───── SOURCE DATA ─────
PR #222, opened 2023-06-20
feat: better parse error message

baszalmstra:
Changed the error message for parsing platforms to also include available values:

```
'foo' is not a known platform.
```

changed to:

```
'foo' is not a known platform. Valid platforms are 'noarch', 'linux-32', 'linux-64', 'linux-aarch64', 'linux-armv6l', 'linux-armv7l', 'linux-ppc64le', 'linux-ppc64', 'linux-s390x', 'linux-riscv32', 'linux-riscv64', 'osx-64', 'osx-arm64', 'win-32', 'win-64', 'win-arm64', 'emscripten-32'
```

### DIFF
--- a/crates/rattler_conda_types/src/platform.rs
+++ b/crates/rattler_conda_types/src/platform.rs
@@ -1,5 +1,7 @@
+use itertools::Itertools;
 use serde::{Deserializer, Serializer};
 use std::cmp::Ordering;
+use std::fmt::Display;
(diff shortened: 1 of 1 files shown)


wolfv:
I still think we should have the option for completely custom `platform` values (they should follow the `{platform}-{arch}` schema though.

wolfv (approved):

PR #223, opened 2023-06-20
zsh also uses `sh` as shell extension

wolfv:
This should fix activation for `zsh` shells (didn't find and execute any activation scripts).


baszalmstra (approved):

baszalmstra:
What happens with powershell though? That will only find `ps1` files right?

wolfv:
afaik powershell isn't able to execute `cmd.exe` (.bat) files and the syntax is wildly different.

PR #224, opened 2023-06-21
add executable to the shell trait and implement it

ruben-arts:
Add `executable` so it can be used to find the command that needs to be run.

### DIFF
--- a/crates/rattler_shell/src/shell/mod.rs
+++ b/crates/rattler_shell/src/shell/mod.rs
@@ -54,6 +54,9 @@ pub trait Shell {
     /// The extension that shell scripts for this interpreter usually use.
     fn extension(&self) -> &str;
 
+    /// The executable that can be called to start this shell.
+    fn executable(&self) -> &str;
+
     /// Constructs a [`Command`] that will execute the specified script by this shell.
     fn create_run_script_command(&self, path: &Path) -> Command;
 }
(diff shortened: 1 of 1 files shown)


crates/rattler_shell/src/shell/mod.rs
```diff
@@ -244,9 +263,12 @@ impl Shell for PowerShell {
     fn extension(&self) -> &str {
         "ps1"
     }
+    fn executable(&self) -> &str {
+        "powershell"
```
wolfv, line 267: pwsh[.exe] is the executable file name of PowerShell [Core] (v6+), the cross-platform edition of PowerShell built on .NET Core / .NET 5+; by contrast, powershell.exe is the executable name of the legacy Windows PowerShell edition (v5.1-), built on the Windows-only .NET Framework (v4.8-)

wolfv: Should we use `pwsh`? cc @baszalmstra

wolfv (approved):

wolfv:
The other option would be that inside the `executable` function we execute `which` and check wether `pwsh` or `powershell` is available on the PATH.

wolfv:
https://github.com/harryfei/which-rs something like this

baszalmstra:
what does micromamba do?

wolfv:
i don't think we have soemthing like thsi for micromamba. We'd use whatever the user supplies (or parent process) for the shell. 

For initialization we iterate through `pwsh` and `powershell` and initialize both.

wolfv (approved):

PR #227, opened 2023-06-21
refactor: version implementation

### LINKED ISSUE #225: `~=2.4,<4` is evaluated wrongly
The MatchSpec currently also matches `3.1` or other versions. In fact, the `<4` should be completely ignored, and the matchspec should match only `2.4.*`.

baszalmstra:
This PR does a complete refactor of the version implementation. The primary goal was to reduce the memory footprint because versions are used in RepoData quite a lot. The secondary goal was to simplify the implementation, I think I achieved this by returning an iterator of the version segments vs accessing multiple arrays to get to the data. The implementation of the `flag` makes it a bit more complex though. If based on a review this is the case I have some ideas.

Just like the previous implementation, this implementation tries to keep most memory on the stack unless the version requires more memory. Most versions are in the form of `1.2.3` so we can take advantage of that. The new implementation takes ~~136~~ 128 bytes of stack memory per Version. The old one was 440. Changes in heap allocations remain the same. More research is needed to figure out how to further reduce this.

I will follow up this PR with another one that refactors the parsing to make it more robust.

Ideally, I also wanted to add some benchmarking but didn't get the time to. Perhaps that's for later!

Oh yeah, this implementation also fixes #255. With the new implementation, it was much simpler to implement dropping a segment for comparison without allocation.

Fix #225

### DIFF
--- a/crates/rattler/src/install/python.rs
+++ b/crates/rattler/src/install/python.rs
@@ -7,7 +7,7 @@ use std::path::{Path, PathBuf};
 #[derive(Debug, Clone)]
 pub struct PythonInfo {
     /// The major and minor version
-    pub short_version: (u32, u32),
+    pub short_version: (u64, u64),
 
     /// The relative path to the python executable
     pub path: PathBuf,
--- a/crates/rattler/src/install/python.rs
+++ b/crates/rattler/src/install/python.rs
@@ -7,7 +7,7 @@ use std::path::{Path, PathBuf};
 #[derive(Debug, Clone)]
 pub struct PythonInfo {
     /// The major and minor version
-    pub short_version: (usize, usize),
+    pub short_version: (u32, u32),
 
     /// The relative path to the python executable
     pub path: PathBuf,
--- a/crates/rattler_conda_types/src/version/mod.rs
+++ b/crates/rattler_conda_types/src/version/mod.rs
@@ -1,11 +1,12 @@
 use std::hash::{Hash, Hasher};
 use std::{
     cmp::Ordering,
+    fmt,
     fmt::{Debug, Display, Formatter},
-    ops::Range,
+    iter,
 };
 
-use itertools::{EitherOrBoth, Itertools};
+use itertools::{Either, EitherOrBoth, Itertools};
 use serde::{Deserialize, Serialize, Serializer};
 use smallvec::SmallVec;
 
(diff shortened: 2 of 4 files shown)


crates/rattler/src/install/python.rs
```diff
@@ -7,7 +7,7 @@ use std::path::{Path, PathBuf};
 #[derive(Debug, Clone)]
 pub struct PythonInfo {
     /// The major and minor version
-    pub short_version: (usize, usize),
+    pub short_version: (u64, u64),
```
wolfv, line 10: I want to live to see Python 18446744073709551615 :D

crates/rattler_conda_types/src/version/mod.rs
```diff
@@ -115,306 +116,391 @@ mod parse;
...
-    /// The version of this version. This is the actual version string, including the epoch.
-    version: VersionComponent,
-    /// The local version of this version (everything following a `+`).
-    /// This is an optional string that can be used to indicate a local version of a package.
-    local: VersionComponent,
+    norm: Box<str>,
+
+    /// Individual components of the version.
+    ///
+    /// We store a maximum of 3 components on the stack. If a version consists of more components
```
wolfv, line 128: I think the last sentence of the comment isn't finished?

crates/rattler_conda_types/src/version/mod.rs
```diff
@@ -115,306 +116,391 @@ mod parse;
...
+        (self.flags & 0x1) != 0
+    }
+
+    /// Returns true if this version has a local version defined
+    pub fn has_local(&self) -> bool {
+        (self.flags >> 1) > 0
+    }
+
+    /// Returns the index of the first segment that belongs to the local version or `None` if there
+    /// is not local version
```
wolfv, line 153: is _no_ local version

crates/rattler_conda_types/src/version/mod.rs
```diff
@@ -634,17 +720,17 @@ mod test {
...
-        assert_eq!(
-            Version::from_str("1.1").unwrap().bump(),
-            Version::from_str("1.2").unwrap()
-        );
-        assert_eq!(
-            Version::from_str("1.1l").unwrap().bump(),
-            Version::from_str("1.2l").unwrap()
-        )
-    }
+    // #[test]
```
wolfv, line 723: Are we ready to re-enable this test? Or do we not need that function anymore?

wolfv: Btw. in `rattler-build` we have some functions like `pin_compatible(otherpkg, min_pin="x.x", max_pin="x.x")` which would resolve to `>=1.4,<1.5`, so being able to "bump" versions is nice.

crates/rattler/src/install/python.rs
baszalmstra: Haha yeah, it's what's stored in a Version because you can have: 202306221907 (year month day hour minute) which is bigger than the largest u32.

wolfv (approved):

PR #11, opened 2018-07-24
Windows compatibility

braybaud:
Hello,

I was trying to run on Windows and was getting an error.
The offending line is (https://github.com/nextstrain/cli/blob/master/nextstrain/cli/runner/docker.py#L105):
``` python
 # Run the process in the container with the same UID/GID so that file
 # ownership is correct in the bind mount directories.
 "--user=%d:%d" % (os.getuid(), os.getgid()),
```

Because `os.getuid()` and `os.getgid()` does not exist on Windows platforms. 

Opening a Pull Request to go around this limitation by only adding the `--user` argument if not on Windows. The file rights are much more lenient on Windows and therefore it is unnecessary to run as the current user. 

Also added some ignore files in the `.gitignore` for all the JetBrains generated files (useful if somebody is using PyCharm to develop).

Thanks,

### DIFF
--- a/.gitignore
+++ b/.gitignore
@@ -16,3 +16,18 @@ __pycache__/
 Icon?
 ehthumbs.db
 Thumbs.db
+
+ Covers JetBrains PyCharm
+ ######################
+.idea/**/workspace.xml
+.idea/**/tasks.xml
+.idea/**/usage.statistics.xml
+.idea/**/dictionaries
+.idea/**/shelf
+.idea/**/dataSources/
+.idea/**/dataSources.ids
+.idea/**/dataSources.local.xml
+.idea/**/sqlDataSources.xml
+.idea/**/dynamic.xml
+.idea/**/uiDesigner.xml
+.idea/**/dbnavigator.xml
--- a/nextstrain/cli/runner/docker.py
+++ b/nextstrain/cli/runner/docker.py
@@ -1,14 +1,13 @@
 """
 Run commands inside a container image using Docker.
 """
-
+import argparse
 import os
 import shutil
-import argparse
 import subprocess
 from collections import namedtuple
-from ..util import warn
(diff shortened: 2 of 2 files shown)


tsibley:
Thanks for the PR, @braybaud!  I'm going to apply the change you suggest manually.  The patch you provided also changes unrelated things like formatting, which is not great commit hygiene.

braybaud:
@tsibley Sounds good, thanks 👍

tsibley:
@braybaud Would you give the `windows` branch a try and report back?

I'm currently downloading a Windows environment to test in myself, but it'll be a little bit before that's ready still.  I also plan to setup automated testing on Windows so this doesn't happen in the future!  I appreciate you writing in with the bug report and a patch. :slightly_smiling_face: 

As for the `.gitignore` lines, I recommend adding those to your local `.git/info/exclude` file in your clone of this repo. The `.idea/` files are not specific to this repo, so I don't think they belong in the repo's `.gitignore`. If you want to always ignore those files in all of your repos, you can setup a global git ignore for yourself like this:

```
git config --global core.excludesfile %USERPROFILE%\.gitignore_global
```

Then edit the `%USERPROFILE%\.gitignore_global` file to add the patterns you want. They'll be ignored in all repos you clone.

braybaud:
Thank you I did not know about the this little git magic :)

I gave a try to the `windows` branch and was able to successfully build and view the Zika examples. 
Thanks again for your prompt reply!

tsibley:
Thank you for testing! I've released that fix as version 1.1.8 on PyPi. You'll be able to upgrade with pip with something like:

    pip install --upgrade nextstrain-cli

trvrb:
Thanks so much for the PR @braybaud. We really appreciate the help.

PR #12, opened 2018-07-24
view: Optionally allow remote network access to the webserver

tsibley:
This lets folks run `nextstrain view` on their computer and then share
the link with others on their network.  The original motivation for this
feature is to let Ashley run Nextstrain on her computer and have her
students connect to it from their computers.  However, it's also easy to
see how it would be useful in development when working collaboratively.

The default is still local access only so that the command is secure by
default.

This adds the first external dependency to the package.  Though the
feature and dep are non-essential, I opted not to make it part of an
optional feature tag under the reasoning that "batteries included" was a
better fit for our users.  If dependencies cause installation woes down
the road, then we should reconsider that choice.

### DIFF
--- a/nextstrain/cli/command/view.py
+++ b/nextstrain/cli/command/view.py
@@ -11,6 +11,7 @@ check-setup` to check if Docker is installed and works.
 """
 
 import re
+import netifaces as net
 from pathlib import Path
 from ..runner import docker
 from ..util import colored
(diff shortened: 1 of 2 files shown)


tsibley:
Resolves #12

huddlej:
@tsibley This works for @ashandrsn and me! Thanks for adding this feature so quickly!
─────
WORK TO COMPLETE. Lines containing "Returns" in the records above: how many are there? Give only the number.

TASK RESPONSE. 2